Hello, Adding hardware CRC32C support to FreeBSD (#216467), we found that iSCSI CRC errors may not be correctly handled. When one of the patch #216467 versions generated bad CRC, here is how the iSCSI test disk behaved : disk connected successfully (here the CRC were certainly right), but as soon as there were some trafic, disk hung, and it was not possible to recover it, reboot needed. From /var/log/messages : kernel: WARNING: 192.168.2.1 (iqn.2012-06.srv1:rT1): no ping reply (NOP-In) after 5 seconds; reconnecting srv1 last message repeated 31 times srv1 last message repeated 42 times No digest failed message. Should we try to reproduce / investigate on this ? Many thanks ! Ben
I believe this was due to an infinite loop (bug) in that CRC code, not bad checksums. However, if someone wants to verify this one way or another, I'd suggest adding a fail point (fail(9)) in iSCSI to forcibly fail checksums in testing.

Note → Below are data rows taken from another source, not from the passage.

PR #3337, opened 2020-06-17
Get rid of priorities as much as possible

aermakov-zalando:
* Drop priority classes for things running on master nodes (they should be sized correctly from the beginning)
 * Drop `system-cluster-critical` from most of our components unconditionally
 * Keep `system-cluster-critical` if `system_pods_critical` is set to `true` (default in production clusters) for the following components:
   * emergency access service
   * external-dns
   * kube-ingress-aws-controller
   * skipper + skipper redis
   * stackset-controller
   * VPA admission controller

We'll then slowly disable priorities altogether if it doesn't cause any issues.

### DIFF
--- a/cluster/config-defaults.yaml
+++ b/cluster/config-defaults.yaml
@@ -357,3 +357,10 @@ stackset_controller_sync_interval: "10s"
 
 # EBS settings for the root volume
 ebs_root_volume_size: "50"
+
+# Migration off priority classes
+{{if eq .Environment "production"}}
+system_pods_critical: "true"
+{{else}}
+system_pods_critical: "false"
+{{end}}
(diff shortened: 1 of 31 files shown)


jrake-revelant:
👍

aermakov-zalando:
👍

szuecs:
I think external-dns, kube-ingress-aws-controller are also not that critical.

aermakov-zalando:
@szuecs They might be critical if someone is doing an urgent configuration fix or a deployment during an incident. They're also pretty small so it's unlikely they'll affect things. Let's see how it behaves with other deployments, we want to drop the priorities in general anyway.

PR #3343, opened 2020-06-18
Enable NonPreemptingPriority feature gate (scheduler/apiserver)

aermakov-zalando:
This will allow us to still keep the custom priority classes, but disable preemption.


aermakov-zalando:
I've checked the source code and it's only used in a couple of places so I don't think it's worth making it configurable.

aermakov-zalando:
👍

mikkeloscar:
:+1:

PR #3348, opened 2020-06-23
Test both NLB and ELB code paths

linki:
Test both NLB and ELB setups for the API server. That would allow us to roll it out more easily.


linki:
:+1:

szuecs:
:+1:

PR #3352, opened 2020-06-24
Test NLB setup alongside default setup

linki:
Makes sure to test the current state as well as enables testing for active NLB. Split in separate PRs to ensure that clusters correctly go through the upgrade path.


linki:
:+1:

mikkeloscar:
:+1:

PR #5958, opened 2023-04-27
Increase max startup timeout for flannel-awaiter

mikkeloscar:
Follow up to #5932

Increases the StartUp probe to a maximum of  `30 x 10 = 300 seconds` for the `flannel-awaiter` container. The default is `failureThreshold=3` which means `3 x 10 = 30 seconds`. That is not enough as observed by the roll out to the `stups` cluster, hence the increase.


linki:
👍

mikkeloscar:
:+1:

PR #5959, opened 2023-04-27
node-exporter: Disable unused collectors

mikkeloscar:
Disable some node-exporter collector that we don't use:

* Disabling `wifi` and `hwmon` is inspired from how it's configured in https://github.com/prometheus-operator/kube-prometheus (EC2 don't have WIFI and we don't care about hardware monitoring if it even would work)
* Disabling `btrfs` is inspired by: https://twitter.com/MetalMatze/status/1648630535214825475. Not sure if it would have a positive impact for us but we use ext4 so btrfs monitoring definitely is not needed.


linki:
👍

mikkeloscar:
:+1:

PR #5966, opened 2023-04-28
fix: tee filter performance

szuecs:
fix: tee filter performance had a bottleneck because of default http client has only 2 connections to a single host
feature: tee filter has now a client that does also httptrace introspection like the main http client.


szuecs:
:+1:

demonCoder95:
👍

PR #5969, opened 2023-05-02
Remove unused explicit csi-based replacement prometheus

linki:
Remove obsolete CSI based replacement Prometheus to simplify the config.

Since `CSIMigration` the default storage class is automatically handled by CSI and we don't need to explicitly specify it. This makes the replacement Prometheus obsolete for testing CSI.

### DIFF
--- a/cluster/manifests/deletions.yaml
+++ b/cluster/manifests/deletions.yaml
@@ -71,27 +71,6 @@ post_apply:
   namespace: kube-system
   kind: VerticalPodAutoscaler
 {{ end }}
-{{ if ne .ConfigItems.prometheus_csi_ebs "true" }}
-- name: prometheus-csi
-  namespace: kube-system
-  kind: StatefulSet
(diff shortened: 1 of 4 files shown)


cluster/manifests/deletions.yaml
```diff
@@ -71,27 +71,6 @@ post_apply:
...
-- name: prometheus
-  namespace: kube-system
-  kind: StatefulSet
-- name: prometheus-storage-volume-prometheus-0
-  kind: PersistentVolumeClaim
-  namespace: kube-system
-- name: prometheus-storage-volume-prometheus-1
-  kind: PersistentVolumeClaim
-  namespace: kube-system
-{{ end }}
```
linki, line 94: We can remove both branches because it's set to `false` in all clusters and therefore everything is cleaned up already.

szuecs:
:+1:

mikkeloscar:
:+1:

PR #5973, opened 2023-05-04
Remove CSI related config items and rely on the defaults

linki:
With 1.23 `CSIMigration` and `CSIMigrationAWS` feature flags are enabled by default. Let's remove all configuration options that allow to disable CSI once it's rolled out everywhere.

Let's merge with the next required update of the AMI (worker node rotation).


demonCoder95:
👍

linki:
👍

PR #5978, opened 2023-05-04
Use autoscaling/v2 for HPAs

mikkeloscar:
With Kubernetes v1.23 the autoscaling API used for Horizontal Pod Autoscalers was promoted from `autoscaling/v2beta2` to `autoscaling/v2`.

Update it where we have HPAs


mikkeloscar:
:+1:

katyanna:
👍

Ben, can you reproduce this?
Reproduce I would say no, as the issue was thrown by a bug in #216467 patch (which of course has been corrected). Conrad says he believes this was due to an infinite loop. But don't you think it would be interesting to be sure iSCSI correctly handles bad checksums ? To be sure it correctly behaves, without hanging disks, without having to reboot the server... ? Not sure however how to force bad checksums to perform this test... Thank you !
The code has been tested at some point (before it got first committed), it's quite straighforward, and I see no reason to belive it somehow got broken since then.